##### Dataset excerpts
PR #511, opened 2025-03-05
enable text embedding extraction and vdb upload for audio

edknv:
## Description
This PR adds support for text embedding extraction and vector database upload in the audio transcript extraction workflow. This enables downstream tasks to leverage embeddings for retrieval.

## Checklist

### DIFF
--- a/src/nv_ingest/stages/nim/audio_extraction.py
+++ b/src/nv_ingest/stages/nim/audio_extraction.py
@@ -2,21 +2,24 @@
 # All rights reserved.
 # SPDX-License-Identifier: Apache-2.0
 
-import logging
 import functools
+import logging
 import traceback
-
-import pandas as pd
 from typing import Any
 from typing import Dict
 from typing import Optional
 from typing import Tuple
 
+import pandas as pd
 from morpheus.config import Config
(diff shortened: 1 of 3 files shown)


src/nv_ingest/stages/nim/audio_extraction.py
```diff
@@ -57,7 +60,7 @@ def _update_metadata(row: pd.Series, audio_client: Any, trace_info: Dict) -> Dic
     content_metadata = metadata.get("content_metadata", {})
 
     # Only modify if content type is audio
-    if (content_metadata.get("type") != "audio") and (base64_audio in (None, "")):
+    if (content_metadata.get("type") != ContentTypeEnum.AUDIO) and (base64_audio in (None, "")):
```
drobison00: Should this be != AUDIO **or** base64_audio in (None,"")

drobison00 (approved):
Approved, although i think the and -> or change makes sense.

src/nv_ingest/stages/nim/audio_extraction.py
edknv: Thanks for catching this.

PR #721, opened 2024-08-28
Smtlib2

hernanponcedeleon:
This PR creates a wrapper around the `ProverEnvironment` which allows to dump the encoding to an smtlib2 file.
##########
Activity: The records need to be set down again without a single difference.

Solved problem:
PR #511, opened 2025-03-05
enable text embedding extraction and vdb upload for audio

edknv:
## Description
This PR adds support for text embedding extraction and vector database upload in the audio transcript extraction workflow. This enables downstream tasks to leverage embeddings for retrieval.

## Checklist

### DIFF
--- a/src/nv_ingest/stages/nim/audio_extraction.py
+++ b/src/nv_ingest/stages/nim/audio_extraction.py
@@ -2,21 +2,24 @@
 # All rights reserved.
 # SPDX-License-Identifier: Apache-2.0
 
-import logging
 import functools
+import logging
 import traceback
-
-import pandas as pd
 from typing import Any
 from typing import Dict
 from typing import Optional
 from typing import Tuple
 
+import pandas as pd
 from morpheus.config import Config
(diff shortened: 1 of 3 files shown)


src/nv_ingest/stages/nim/audio_extraction.py
```diff
@@ -57,7 +60,7 @@ def _update_metadata(row: pd.Series, audio_client: Any, trace_info: Dict) -> Dic
     content_metadata = metadata.get("content_metadata", {})
 
     # Only modify if content type is audio
-    if (content_metadata.get("type") != "audio") and (base64_audio in (None, "")):
+    if (content_metadata.get("type") != ContentTypeEnum.AUDIO) and (base64_audio in (None, "")):
```
drobison00: Should this be != AUDIO **or** base64_audio in (None,"")

drobison00 (approved):
Approved, although i think the and -> or change makes sense.

src/nv_ingest/stages/nim/audio_extraction.py
edknv: Thanks for catching this.

PR #721, opened 2024-08-28
Smtlib2

hernanponcedeleon:
This PR creates a wrapper around the `ProverEnvironment` which allows to dump the encoding to an smtlib2 file.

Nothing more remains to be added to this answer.